Answer:
A mixture of blue & red light.
Explanation:
During photosynthesis, the oxygen delivered emanates from water particles and if a weighty isotope of oxygen atom was noticed in delivered sub-atomic oxygen, the water atoms were marked with the hefty isotope.
In order to maximize the growth rate of the plant, the required wavelength of light to be used is a mixture of blue & red light. This is on the grounds that as the absorption optima of plant's photoreceptors are at wavelength frequency of red and blue light, subsequently the combination of red and blue light would be ideal for plant growth and development.
The productivity of red (650–665 nm) LEDs on plant development is straightforward on the grounds that these wavelength frequencies entirely fit with the retention pinnacle of chlorophylls and phytochrome, while the enhanced blue light presented the possibility that development under regular light could be mirrored utilizing blue and red LEDs with negligible use of energy.
Answer:
Explanation: Mechanical advantage is a measure of the force amplification achieved by using a tool, mechanical device or machine system.

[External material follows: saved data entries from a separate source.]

PR #6660, opened 2026-04-10
[incubator-kie-drools-6659] PseudoClockScheduler may retain 1000 canc…

### LINKED ISSUE #6659: PseudoClockScheduler may retain 1000 canceled jobs at most
When an event is deleted, ExpireJob is marked as canceled, but not yet removed from the queue. Canceled jobs are explicitly removed from the queue only when cancelledJob > 1000.

https://github.com/apache/incubator-kie-drools/blob/10.1.x/drools-core/src/main/java/org/drools/core/time/impl/PseudoClockScheduler.java#L117-L123
```
    public synchronized void removeJob(JobHandle jobHandle) {
        jobHandle.cancel();
        jobFactoryManager.removeTimerJobInstance(jobHandle);
        if ( ++cancelledJob > 1000 ) {
            purgeCancelledJob();
        }
    }
...
    private void purgeCancelledJob() {
        Iterator<TimerJobInstance> i = queue.iterator();
        while (i.hasNext()) {
            if (i.next().isCanceled()) {
                i.remove();
            }
        }
        cancelledJob = 0;
    }
```

So the engine may retain 1000 jobs at most. When the event size is large, it could be an issue.
```
  Class Name                                                                            | Objects | Shallow Heap |  Retained Heap
  --------------------------------------------------------------------------------------------------------------------------------
  org.drools.core.time.impl.DefaultTimerJobInstance                                     |   1,000 |       40,000 |  >= 93,025,040
  org.drools.core.common.DefaultEventHandle                                             |   1,000 |      104,000 |  >= 92,909,992
  org.drools.core.time.SelfRemovalJobContext                                            |   1,000 |       24,000 |  >= 92,889,048
  org.drools.core.reteoo.ObjectTypeNode$ExpireJobContext                                |   1,000 |       24,000 |  >= 92,865,040
  --------------------------------------------------------------------------------------------------------------------------------
```

Note: `PseudoClockScheduler.runCallBacksAndIncreaseTimer` may also remove canceled jobs when `peek`, but it doesn't guarantee clean up all canceled jobs, because when it peeks an "active, but not yet firing job", it stops examining.

I think `1000` should be configurable.

tkobayas:
…eled jobs at most

- This PR makes hard-coded `1000` configurable. See the GH issue https://github.com/apache/incubator-kie-drools/issues/6659

Closes https://github.com/apache/incubator-kie-drools/issues/6659

### DIFF
--- a/drools-model/drools-model-codegen/src/test/java/org/drools/model/codegen/execmodel/PseudoClockSchedulerRetentionTest.java
+++ b/drools-model/drools-model-codegen/src/test/java/org/drools/model/codegen/execmodel/PseudoClockSchedulerRetentionTest.java
@@ -1,0 +1,163 @@
+/*
+ * Licensed to the Apache Software Foundation (ASF) under one
+ * or more contributor license agreements.  See the NOTICE file
+ * distributed with this work for additional information
+ * regarding copyright ownership.  The ASF licenses this file
+ * to you under the Apache License, Version 2.0 (the
+ * "License"); you may not use this file except in compliance
+ * with the License.  You may obtain a copy of the License at
+ *
+ *   http://www.apache.org/licenses/LICENSE-2.0
+ *
+ * Unless required by applicable law or agreed to in writing,
+ * software distributed under the License is distributed on an
+ * "AS IS" BASIS, WITHOUT WARRANTIES OR CONDITIONS OF ANY
+ * KIND, either express or implied.  See the License for the
+ * specific language governing permissions and limitations
+ * under the License.
+ */
+package org.drools.model.codegen.execmodel;
+
+import java.lang.reflect.Field;
+import java.util.PriorityQueue;
+
+import org.drools.core.time.impl.PseudoClockScheduler;
+import org.drools.core.time.impl.TimerJobInstance;
+import org.junit.jupiter.params.ParameterizedTest;
+import org.junit.jupiter.params.provider.MethodSource;
+import org.kie.api.definition.type.Expires;
+import org.kie.api.definition.type.Role;
+import org.kie.api.runtime.KieSession;
+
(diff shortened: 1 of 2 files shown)


drools-model/drools-model-codegen/src/test/java/org/drools/model/codegen/execmodel/PseudoClockSchedulerRetentionTest.java
```diff
@@ -0,0 +1,163 @@
...
+
+import static org.assertj.core.api.Assertions.assertThat;
+
+public class PseudoClockSchedulerRetentionTest extends BaseModelTest {
+
+    private static final String CANCELLED_JOB_PURGE_THRESHOLD_PROPERTY = "drools.pseudoclock.cancelledJobPurgeThreshold";
+    private static final int CANCELLED_JOB_PURGE_THRESHOLD = 1000;
+
+    @ParameterizedTest
+    @MethodSource("parameters")
```
Rikkola, line 40: Just a question about a problem I have. I am failing to run these parameterizedTests directly from IntelliJ, is there a trick to it?

Rikkola (approved):

mariofusco (approved):

drools-model/drools-model-codegen/src/test/java/org/drools/model/codegen/execmodel/PseudoClockSchedulerRetentionTest.java
tkobayas: I can run the test with Intellij without an issue. Btw, when I hit an issue with IntelliJ (which is seemingly project resolution related), I usually run `mvn clean install -Dquickly` in terminal, then "Reload All Maven Projects" in IntelliJ.

PR #6672, opened 2026-04-21
[NO-ISSUE] Mitigate CVE-2025-67721 by update Jackson core to 2.21.1

athirakm94:
Mitigate CVE-2025-67721 by update Jackson core to 2.21.1

### DIFF
--- a/build-parent/pom.xml
+++ b/build-parent/pom.xml
@@ -57,9 +57,9 @@
     <version.commons-logging>1.1.1</version.commons-logging>
     <version.commons-io>2.20.0</version.commons-io>
     <version.common-text>1.14.0</version.common-text>
-    <version.com.fasterxml.jackson>2.19.2</version.com.fasterxml.jackson>
-    <version.com.fasterxml.jackson.databind>2.19.2</version.com.fasterxml.jackson.databind>
-    <version.com.fasterxml.jackson.annotations>2.19.2</version.com.fasterxml.jackson.annotations>
+    <version.com.fasterxml.jackson>2.21.1</version.com.fasterxml.jackson>
+    <version.com.fasterxml.jackson.databind>2.21.1</version.com.fasterxml.jackson.databind>
+    <version.com.fasterxml.jackson.annotations>2.21</version.com.fasterxml.jackson.annotations>
     <version.com.github.victools>4.37.0</version.com.github.victools> <!-- victools should align with Jackson if possible -->
     <version.com.miglayout>3.7.4</version.com.miglayout>
     <version.domino-slf4j-logger>1.0.1</version.domino-slf4j-logger>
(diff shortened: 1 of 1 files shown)


yesamer (approved):

build-parent/pom.xml
```diff
@@ -57,9 +57,9 @@
     <version.commons-logging>1.1.1</version.commons-logging>
     <version.commons-io>2.20.0</version.commons-io>
     <version.common-text>1.14.0</version.common-text>
-    <version.com.fasterxml.jackson>2.19.2</version.com.fasterxml.jackson>
-    <version.com.fasterxml.jackson.databind>2.19.2</version.com.fasterxml.jackson.databind>
-    <version.com.fasterxml.jackson.annotations>2.19.2</version.com.fasterxml.jackson.annotations>
+    <version.com.fasterxml.jackson>2.21.1</version.com.fasterxml.jackson>
```
gitgabrio, line 60: @yesamer @athirakm94 
I was curious to understand the reason of those duplication, and I went through history.
[Originally](https://github.com/apache/incubator-kie-drools/commit/608cdde9a8d9bf0c42551bbcd2201d534fd3ce27), this is how the pom was written:

```xml
<version.com.fasterxml.jackson>2.12.5</version.com.fasterxml.jackson>
    <version.com.fasterxml.jackson.databind>${version.com.fasterxml.jackson}</version.com.fasterxml.jackson.databind>
    <version.com.fasterxml.jackson.annotations>${version.com.fasterxml.jackson}</version.com.fasterxml.jackson.annotations>
```
so, basically:
1. the actual version should be the same for all
2. jackson specific libraries should be aligned with root one

Later on, a kie-ci commit replaced the variable usage with actual value, and that created this situation.
So, I suggest to come back to original setup, i.e.


```xml
<version.com.fasterxml.jackson>2.21.1</version.com.fasterxml.jackson>
 <version.com.fasterxml.jackson.databind>${version.com.fasterxml.jackson}</version.com.fasterxml.jackson.databind>
<version.com.fasterxml.jackson.annotations>${version.com.fasterxml.jackson}</version.com.fasterxml.jackson.annotations>
```
at least:
1. we won't have to duplicate the modification
2. we'll be sure that such dependencies are always kept aligned

athirakm94: @gitgabrio @yesamer 
My change was limited to version.com.fasterxml.jackson.annotations because jackson-annotations:2.21.1 is not available, while jackson-databind:2.21.1 is. So I used the closest available version (2.21) as a direct value.

Also, the CVE fix (per Mend) targets Jackson core with version 2.21.1. Since jackson-annotations doesn’t have that version, 2.21 is the nearest compatible option while keeping alignment with the rest.

If we revert to the property-based approach, jackson-annotations may need to stay as a separate property unless all artifacts share the exact same version.

gitgabrio: ok, thanks, misread that

gitgabrio (approved):

PR #6675, opened 2026-04-22
[NO-ISSUE] Fix flaky PersistenceTest by disabling parallel test execution

yesamer:
### Fix flaky PersistenceTest by disabling parallel test execution

**Problem:**
`PersistenceTest.testTraitsSerialization` fails intermittently with:
```
org.apache.openjpa.persistence.ArgumentException: This configuration disallows runtime optimization, 
but the following listed types were not enhanced at build time or at class load time with a javaagent:
org.drools.persistence.info.WorkItemInfo
org.drools.persistence.info.SessionInfo
```

**Root Cause:**
The test uses OpenJPA with `-javaagent` for runtime entity enhancement. With `surefire.forkCount=2`, two test instances run in parallel, creating a race condition:
- The javaagent enhancement is asynchronous
- When tests run concurrently, EntityManagerFactory creation sometimes happens before enhancement completes
- This triggers the "unenhanced classes" error

**Solution:**
Removed `surefire.forkCount=2` property to use Maven's default sequential execution (`forkCount=1`). This ensures the javaagent completes enhancement before any EntityManagerFactory is created.

**Testing:**
The fix can be verified by running the test multiple times:
```bash
mvn clean test -pl drools-traits -Dtest=PersistenceTest -Dsurefire.rerunFailingTestsCount=10
```

### DIFF
--- a/drools-traits/pom.xml
+++ b/drools-traits/pom.xml
@@ -37,6 +37,7 @@
 
   <properties>
     <java.module.name>org.drools.traits</java.module.name>
+
     <!-- These are properties used in the database profiles. Some of them must be initialized
      to be empty so that Maven applies their values via filtering to the resources. -->
     <maven.datasource.classname>org.h2.jdbcx.JdbcDataSource</maven.datasource.classname>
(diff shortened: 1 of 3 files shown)


tiagobento (approved):

gitgabrio (approved):

tkobayas (approved):
Thank you!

The device preserves the input power and simply trades off forces against movement to obtain a desired amplification in the output force.
The three branches of science are life, earth, and physical science.
Life science deals with living organisms, so, biology is the most important of these sciences, although there are many.
Earth science deals with Planet Earth, studying its atmosphere, lithosphere, etc.
Physical science studies the inorganic world.
Answer:
E. Kepler's second law says the planet must move fastest when it is closest, not when it is farthest away.
Explanation:
We can answer this question by using Kepler's second law of planetary motion, which states that:
"A line connecting the center of the Sun with the center of each planet sweeps out equal areas in equal intervals of time"
This means that when a planet is further away from the Sun, it will move slower (because the line is longer, so it must move slower), while when the planet is closer to the Sun, it will move faster (because the line is shorter, so it must move faster).
In the text of this problem, it is written that the planet moves at 31 km/s when is close to the star and 35 km/s when it is farthest: this is in disagreement with what we said above, therefore the correct option is
E. Kepler's second law says the planet must move fastest when it is closest, not when it is farthest away.